Word for word, print all of the lines below.

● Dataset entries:
━━━━━━━━━━━━━━━━

PR #523, opened 2025-03-21
shading years or ref and proj periods

remicousin:
Ultimately, would want to allow the user to move the edges of the rectangle to update those periods. But one step at a time...

### DIFF
--- a/pepsico/projections/maproom.py
+++ b/pepsico/projections/maproom.py
@@ -7,6 +7,7 @@ from . import layout
 import plotly.graph_objects as pgo
 import xarray as xr
 import pandas as pd
+from dateutil.relativedelta import *
 import dash_leaflet as dlf
 import psycopg2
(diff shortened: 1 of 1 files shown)


aaron-kaplan:
I did a superficial review and it looks fine. I don't fully understand the meaning of the graph; I'm assuming Xandre has more context, so I won't dig into it unless you ask me to.

remicousin:
Adding some explanations... In this app, the map is seasonal anomaly between years of projected variable against years of historical reference years; while the ts is the entire period seasonal time series. The PR adds a visual to the ts to show what years are part of the reference period and what years part of the projected period making the anomalies map.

━━━━━━━━━━━━━━━━

● REPLY:
PR #523, opened 2025-03-21
shading years or ref and proj periods

remicousin:
Ultimately, would want to allow the user to move the edges of the rectangle to update those periods. But one step at a time...

### DIFF
--- a/pepsico/projections/maproom.py
+++ b/pepsico/projections/maproom.py
@@ -7,6 +7,7 @@ from . import layout
 import plotly.graph_objects as pgo
 import xarray as xr
 import pandas as pd
+from dateutil.relativedelta import *
 import dash_leaflet as dlf
 import psycopg2
(diff shortened: 1 of 1 files shown)


aaron-kaplan:
I did a superficial review and it looks fine. I don't fully understand the meaning of the graph; I'm assuming Xandre has more context, so I won't dig into it unless you ask me to.

remicousin:
Adding some explanations... In this app, the map is seasonal anomaly between years of projected variable against years of historical reference years; while the ts is the entire period seasonal time series. The PR adds a visual to the ts to show what years are part of the reference period and what years part of the projected period making the anomalies map.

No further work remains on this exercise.